JPS63136535A - Wire bonding method - Google Patents

Abstract

PURPOSE:To obtain excellent bonding characteristics while improving yield by correcting a search section distance at the time of the next bonding operation at every bonding operation. CONSTITUTION:A distance L between a node 31 at the time fo ofnding processing at one node 31 and a reference position 32 is measured every time said bonding processing is executed, and the distance S of a search section 34 for bonding processing at the adjacent next node is corrected from the distance L. Consequently, actual distances C on correction sections 33 at each node 31 ranging from No.1 to No.n are made approximately the same distance C already set.
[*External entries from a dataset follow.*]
PR #140, opened 2022-02-18
Use golang-jwt/jwt/v4 to be inline with vault.

benashz:
# Overview
This PR updates the tests to use `github.com/golang-jwt/jwt/v4` instead of the `incompatible` v3 module. This is inline with some recent changes to vault and its indirect dependencies introduced in https://github.com/hashicorp/vault/pull/14138

### DIFF
--- a/path_login_test.go
+++ b/path_login_test.go
@@ -11,10 +11,10 @@ import (
 	"time"
 
 	"github.com/briankassouf/jose/jws"
-	// TODO: using github.com/golang-jwt/jwt for tests only,
+	// TODO: using github.com/golang-jwt/jwt/v4 for tests only,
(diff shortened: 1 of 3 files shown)


path_login_test.go
```diff
@@ -11,10 +11,10 @@ import (
 	"time"
 
 	"github.com/briankassouf/jose/jws"
-	// TODO: using github.com/golang-jwt/jwt for tests only,
+	// TODO: using github.com/golang-jwt/jwt/v4 for tests only,
 	// as a part of moving away from jose we should consider standardizing
```
tvoran, line 15:
```suggestion
	// as a part of moving away from the jose fork we should consider standardizing
```

tvoran (approved):

PR #147, opened 2022-04-04
1.10 Backport: Fix error code when using the wrong service account (#144)

tomhjp:
Backports #144 to 1.10.

* Fix error code when using the wrong service account
* Add integration tests
* Use helm install + hostPort patch instead of raw manifest
* Add unit tests
* Remove newly redundant CircleCI config


.github/workflows/tests.yaml
```diff
@@ -0,0 +1,58 @@
...
+      - uses: actions/checkout@v2
+      - run: make fmtcheck
+
+  test:
+    runs-on: ubuntu-latest
+    steps:
+      - uses: actions/checkout@v2
+      - uses: actions/setup-go@v2
+        with:
+          go-version: 1.18.0
```
tvoran, line 18: Not sure that it matters too much, but I think Vault 1.10 is still on go 1.17.x

tvoran (approved):

.github/workflows/tests.yaml
tomhjp: Good point, may as well match it up for the release branch

Issue #30, opened 2018-06-15
Error validating serviceaccount token when "pem_keys" are specified in the configuration


primeroz:
Hi,

I have been trying to use the kubernetes authentication plugin and i was successful until i tried to use the "pem_keys" to validate the signature of the serviceaccount provided by the client pod as documented [here](https://www.vaultproject.io/api/auth/kubernetes/index.html#pem_keys)

I am running vault 0.10.1 and kubernetes 1.9.8 , i am using ECDSA Key to sign the serviceaccounts and i extracted the public key from the key using `openssl ec -in /etc/kubernetes/ssl/serviceaccount.key -pubout` 

I then updated the kubernetes auth config doing
```
 vault write auth/kubernetes/config kubernetes_host=URL token_reviewer_jwt=VAULT_SERVICE_TOKEN kubernetes_ca_cert=@/etc/ssl/certs/kubernetes-ca.pem pem_keys="PUBLIC_KEY_FROM_OPENSSL_COMMAND"
```

Doing a read show the key succesfully loaded in the vault config for kubernetes auth

Whenever i try to login from my client though i get an error 
```
~ $ curl -X POST -d @/dev/shm/payload.json -k https://vault:8200/v1/auth/kubernetes/login                                                           
{"errors":["asn1: structure error: length too large"]}
```

The very same command work as long as i don't have any "pem_keys" defined 

I also verified that the signature is correct for the public key using https://jwt.io/ 

Is there anything i am maybe missing in my configuration or anything else i am doing wrong ?

jefferai:
What is the value of `PUBLIC_KEY_FROM_OPENSSL_COMMAND`?

primeroz:
Hi Jeff.

If i understood correctly you want to see the output of the ssl command pubout key 
```
sudo openssl ec -in /etc/kubernetes/ssl/serviceaccount.key -pubout
read EC key
writing EC key
-----BEGIN PUBLIC KEY-----
MHYwEAYHKoZIzj0CAQYFK4EEACIDYgAEzpOY+XvrouGrV84L5BiIVg8/x85xsav6
cbDHnTXcwiTP830Aeg7w18dS4RylgiWFx8+E/BnKD1VSdHCfWFsskAQXAcRMIPbN
scOKeyb+rupBpled89vbPNlKd0CUg+Vo
-----END PUBLIC KEY-----
```

primeroz:
[...]

PR #149, opened 2022-04-12
VAULT-2003 WIP switch to cap + jose

swenson:
# Overview

* Remove `golang-jwt` library direct dependency
* Use `cap` for checking JWT claims
* Add additional integration tests to cover more cases
* Switch to gofumpt to match vault
* Clean up token handing and signing in tests

This mostly pays down technical debt and should hopefully make it easier to work with our JWT code moving forward.

This should cause minimal user-facing changes (notably there might be slight differences in the status code messages when signatures are invalid).

* #30
* #33
* Replaces #148

# Contributor Checklist
* [x] Add relevant docs to upstream Vault repository, or sufficient reasoning why docs won’t be added yet (no user-facing changes made)
* [x] Add output for any tests not ran in CI to the PR description (eg, acceptance tests)
* [x] Backwards compatible


integrationtest/integration_test.go
```diff
@@ -18,26 +20,56 @@ import (
 //   - A Kubernetes cluster in which:
 //       - it can use the `test` namespace
 //       - Vault is deployed and accessible
+//       - There is a serviceaccount called test-token-reviewer-account with access to the TokenReview API
```
tvoran, line 23: Interesting, I think the default token in the vault-0 pod should already have access to the TokenReivew API: https://github.com/hashicorp/vault-helm/blob/4ae52c8bd3d3f4d303196ecb455ae07d9a943ba8/templates/server-clusterrolebinding.yaml#L17-L25

swenson:
I'll close this for now in favor of #148 but keep the branch for if we want to circle back to it later.

integrationtest/integration_test.go
```diff
@@ -51,29 +83,97 @@ func TestUnauthorizedServiceAccountErrorCode(t *testing.T) {
...
+	defer deferred()
+
+	_, err := client.Logical().Write("auth/kubernetes/login", map[string]interface{}{
+		"role": "test-role",
+		"jwt":  os.Getenv("KUBERNETES_JWT"),
+	})
+	if err != nil {
+		t.Fatalf("Expected successful login but got: %v", err)
+	}
+}
```
tvoran, line 150: It would be good to also test a login where `token_reviewer_jwt` is blank on the config, so the incoming `jwt` is also used to auth with the TokenReview API.

tvoran (commented):
Oops, didn't realize you closed this 😃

A bonding tool 18 is brought into contact with respective node 31 under always constant best conditions, thus acquiring stable bonding characteristics.

Description

[Detailed Description of the Invention] [Object of the Invention] (Industrial Application Field) The present invention provides a wire bonding method in which a bonding tool automatically connects a wire to each connection point on a semiconductor pellet attached to a substrate, for example. Regarding.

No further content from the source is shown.